Había cursado estudios en el colegio de san José, de Tolosa, erigido por la Madre Cándida, fundadora de las Hijas de Jesús, quién al conocerla, seducida por su virtud, vislumbró en ella una futura vocación. La espiritualidad mariana del centro, que tenía como objeto directo de su devoción a la Virgen del Amor Hermoso, hicieron que reviviese en Antonia el amor a María que su buena madre le infundió. En 1915, a la edad de 17 años, como en medio de su frágil salud emergía la fortaleza que proviene de la gracia divina, no dudó en consagrarse. Cumpliría así el vaticinio que la fundadora le hizo cuando era una adolescente: «Tú serás Hija de Jesús». Antonia entrevió la llamada en medio de la oración cuando realizaba los ejercicios espirituales en Loyola. El profundo y legítimo cariño que le vinculaba a su familia no fue un escollo. Y aunque experimentaba el dolor de la separación, siguió en pos de Cristo. Eso sí, reconocería con toda sencillez en el noviciado: «Solo por Dios los he dejado». Un tío suyo, Antón, agnóstico declarado, no vio con buenos ojos esta decisión, sentimiento que no pasó desapercibido para la beata.

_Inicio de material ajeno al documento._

PR #3676, opened 2026-02-22
fix(iOS): prevent search bar from reopening keyboard on header button press

### LINKED ISSUE #3677: iOS: Header button reopens keyboard after search bar is dismissed
## Description

When a screen has both a `headerSearchBarOptions` search bar and header buttons (e.g. `headerRight`), tapping a header button after dismissing the search bar keyboard causes the keyboard to reopen unexpectedly.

En 1918 profesó en Salamanca y, casi a la par, su salud fue quebrándose irremisiblemente. La sonrisa en medio del sufrimiento era una constante en su rostro, como lo fue la conformidad y paz que mostró en todo instante dejando conmovido a su médico, el egregio Dr. Filiberto Villalobos. Éste comentaba con doctos amigos, como el gran Miguel de Unamuno, el impacto que le causaba ver tanta conformidad y fe en su paciente, que caminaba gozosa a un final indeclinable porque sabía que le aguardaban los brazos del Padre celestial. «¡Qué errada es nuestra vida! –exclamaba. Esto sí que es morir!». Una reflexión que caló en el ánimo de sus interlocutores. El hecho es que Antonia había ofrecido su vida a Dios por la conversión de su tío Antón, gracia que le fue concedida y que se materializó cuando él se percató de la grandeza de su sobrina, hallando la paz en el perdón y la misericordia divina ante la imagen de la Virgen de Aránzazu.

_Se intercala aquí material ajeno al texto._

PR #3678, opened 2026-02-23
chore: Simplify single test import in App.tsx

kmichalikk:
## Description

This PR aims to simplify importing of single tests instead of the whole example app. Depending on which test needs to be selected, part of the `apps/App.tsx` file needs to be uncommented & modified. The whole Example is selected by default.

## Changes

Modify typing & imports for tests.

## Checklist

### DIFF
--- a/apps/App.tsx
+++ b/apps/App.tsx
@@ -1,20 +1,17 @@
 import React from 'react';
 import { enableFreeze } from 'react-native-screens';
-// import { NavigationContainer } from '@react-navigation/native';
 
-// import { COMPONENT_SCENARIOS as Integration } from './src/tests/component-integration-tests';
-// import { COMPONENT_SCENARIOS as Feature } from './src/tests/single-feature-tests';
-// import * as Issue from './src/tests/issue-tests';
 import Example from './Example';
+// import { NavigationContainer } from '@react-navigation/native';
+// import { Tests } from './src/tests';
 
 enableFreeze(true);
 
 export default function App() {
   return <Example />;
-  // return <Issue.TestBottomTabs />;
   // return (
   //   <NavigationContainer>
-  //     <Integration.Orientation.scenarios.StackInTabs.AppComponent />
+  //     <Tests.Issue.TestBottomTabs />
   //   </NavigationContainer>
   // );
 }
--- a/apps/src/tests/index.ts
+++ b/apps/src/tests/index.ts
@@ -1,0 +1,9 @@
+import { COMPONENT_SCENARIOS as Feature } from './single-feature-tests';
+import { COMPONENT_SCENARIOS as Integration } from './component-integration-tests';
+import * as Issue from './issue-tests';
+
+export const Tests = {
+  Feature,
+  Integration,
+  Issue,
+};


apps/src/tests/importer.ts
kkafar, line 1: Why separate file and not just reexport these from index?

apps/App.tsx
```diff
@@ -1,11 +1,19 @@
 import React from 'react';
 import { enableFreeze } from 'react-native-screens';
+
 import Example from './Example';
-// import * as Test from './src/tests/issue-tests';
+
+// import * as Test from './src/tests/importer';
+// import { NavigationContainer } from '@react-navigation/native';
+// const Example = Test.CIT.Orientation.scenarios.StackInTabs.AppComponent;
```
kkafar: Maybe let's import & allow for usage of `Tests.Integration`, `Tests.Issue` / `Tests.Feature` objects, so that e.g. I render appropriate component like this:

`return <Tests.Integration.Orientation.scenarios.StackInTabs.AppComponent />`

It's a bit ugly, but at least we can use the tests directly. 

What do you think?

apps/App.tsx
```diff
@@ -1,11 +1,19 @@
...
 enableFreeze(true);
 
 export default function App() {
   return <Example />;
-  // return <Test.TestBottomTabs />;
+  // return (
+  //   <NavigationContainer>
+  //     <Example />
+  //   </NavigationContainer>
+  // );
```
kkafar, line 16: Why do we want to wrap in `NavigationContainer`?

apps/src/tests/importer.ts
kmichalikk: I'm not sure what you mean here, there was no index in this directory. I removed the importer file, and the files are imported directly in App.tsx now

apps/App.tsx
kmichalikk: I don't know. This file is only meant to be functional, to quickly swap tests, so it's not a big deal if it's ugly, I think.

apps/App.tsx
kmichalikk: SFTs and CITs sometimes contain react-navigation components, but they're not wrapped in NavigationContainer, only the selection screens are. Since we bypass the selection here, we need to manually wrap them.

kkafar: I get it but that is really unfortunate. The examples should be autonomous as defined here: https://github.com/software-mansion/react-native-screens/blob/a6a75752fc8c06131f3dd4c315ae878f191b8715/apps/src/tests/shared/helpers.ts#L23-L28

This is clearly with violation & that's why we have the problem. 

Right now, I think our course of action should be to allow rendering `NavigationContainer` here, but down the line, ideally we don't have tests that use `react-navigation` at all. We'll see how it goes. Thanks for now.

apps/App.tsx
```diff
@@ -1,11 +1,20 @@
 import React from 'react';
 import { enableFreeze } from 'react-native-screens';
+// import { NavigationContainer } from '@react-navigation/native';
+
+// import { COMPONENT_SCENARIOS as Integration } from './src/tests/component-integration-tests';
+// import { COMPONENT_SCENARIOS as Feature } from './src/tests/single-feature-tests';
+// import * as Issue from './src/tests/issue-tests';
```
kkafar: I imagined that we can simply export a single `Tests` object form `./src/tests/index.ts`. I'll see to it.

t0maboro:
seems like it doesn't work correctly in some cases

https://github.com/user-attachments/assets/db90be2c-f621-4292-82d9-c088832a40cd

¡Quién hubiera dicho que aquélla frágil adolescente que mostraba la herida de sus sentimientos a la primera de cambio, impulsada por una enfermiza sensibilidad, iba a actuar con tanta entereza! Que se hubiera propuesto con esa firmeza con que lo hizo: «Es preciso llegar a la cumbre», enfrentándose con bravura a una muerte inevitable que asumió uniéndose a Cristo sabedora de que Él nunca la abandonaba, creyendo que le sería otorgada la petición que hizo para su querido padrino. Si Cristo había sufrido, por qué no iba a hacerlo ella. Resoluta, clara, indeclinable en esta determinación de morir para ser dadora de vida con Él, tenía claro que ese afán de ofrenda tenía que cumplirlo con este cariz: «de hacerla, hacerla entera».

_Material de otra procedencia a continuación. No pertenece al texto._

PR #3681, opened 2026-02-23
feat(iOS, Tabs): add userInterfaceStyle prop to enforce native tabs color scheme

AlshehriAli0:
## Description

Adds a `userInterfaceStyle` prop to `Tabs.Host` that forces the tab bar appearance regardless of the system color scheme.

Many apps intentionally use light-only layouts even when the device is in dark mode. Without this prop, the native tab bar briefly flashes with dark mode colors on every navigation before settling to the correct appearance (sometimes needing user input/scroll to settle correctly), since `overrideUserInterfaceStyle` was previously only applied per-screen after the mounting transaction.

This prop gives developers the high control: lock the tab bar to a specific appearance so it never fights the app's intended design, regardless of the system setting.

## Changes

- Added `userInterfaceStyle` prop to `TabsHostProps` TypeScript types (`'unspecified' | 'light' | 'dark'`)
- Added prop to codegen native component spec
- Added iOS conversion function for the new enum
- Set `overrideUserInterfaceStyle` on the controller in `updateProps` (Fabric) and Paper setter
- Added test scario: Tabs > User Interface Style

https://github.com/user-attachments/assets/8ee558ce-4892-420d-a0cf-b8f3e88751de

1. Set device/simulator to **dark mode**
2. Open the test app → Tabs → **User Interface Style**
3. Select **Light** — the tab bar should stay light with no flash
4. Navigate between tabs — no dark mode flash should occur
5. Select **Dark** — tab bar forces dark appearance
6. Select **Unspecified** — tab bar follows system setting

## Platforms

| Platform | Supported |
|----------|-----------|
| iOS      | ✅        |
| Android  | ❌ (N/A)  |

### DIFF
--- a/apps/src/tests/issue-tests/TestBottomTabs/index.tsx
+++ b/apps/src/tests/issue-tests/TestBottomTabs/index.tsx
@@ -236,6 +236,7 @@ function App() {
         tabBarItemTitleFontWeight="700"
         tabBarItemLabelVisibilityMode="auto"
         tabBarMinimizeBehavior="onScrollDown"
+        userInterfaceStyle="light"
       />
     </ConfigWrapperContext.Provider>
   );
--- a/apps/src/tests/issue-tests/TestBottomTabs/tabs/Tab1.tsx
+++ b/apps/src/tests/issue-tests/TestBottomTabs/tabs/Tab1.tsx
@@ -1,11 +1,10 @@
 import React from 'react';
 import { CenteredLayoutView } from '../../../../shared/CenteredLayoutView';
 import { TabContentView } from '../components/TabContentView';
-import Colors from '../../../../shared/styling/Colors';
 
 export function Tab1() {
   return (
-    <CenteredLayoutView style={{ backgroundColor: Colors.OffWhite }}>
+    <CenteredLayoutView style={{ backgroundColor: 'white' }}>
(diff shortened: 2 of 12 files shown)


AlshehriAli0:
@t0maboro @kkafar @kmichalikk

kkafar:
Hey! Thanks for the PR. It'll wait a couple of more days. We're currently in process of Tabs API stabilisation & we're debating exactly this topic - how do we wanna approach theme management. We'll get back to you after we settle our internal discussions. This will land in one form or another.

AlshehriAli0:
> Hey! Thanks for the PR. It'll wait a couple of more days. We're currently in process of Tabs API stabilisation & we're debating exactly this topic - how do we wanna approach theme management. We'll get back to you after we settle our internal discussions. This will land in one form or another.

Thanks for the update, sounds good 👍
Happy to wait. Just let me know once you’ve aligned internally.

kligarski:
Hi, @AlshehriAli0. We researched handling color scheme for Tabs on both Android and iOS. As a result, I created a PR with `colorScheme` property on iOS: https://github.com/software-mansion/react-native-screens/pull/3716. This will work exactly like the change proposed in your PR so I added you as co-author there.

We'll close this PR then. Thank you for contributing.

En medio de sus sufrimientos, Dios no quiso dejarla huérfana de consuelo, y ella llegó a manifestar: «¿Esto es morir? ¡Qué dulce es morir en la vida religiosa! Siento que la Virgen está a mi lado, que Jesús me ama y yo lo amo…». El 27 de abril de 1919, festividad de Nuestra Señora de Montserrat, culminó su calvario y entró en la gloria. Tenía 21 años recién cumplidos. Fue beatificada por Juan Pablo II el 12 de mayo de 1996 junto a su fundadora, la Madre Cándida María de Jesús.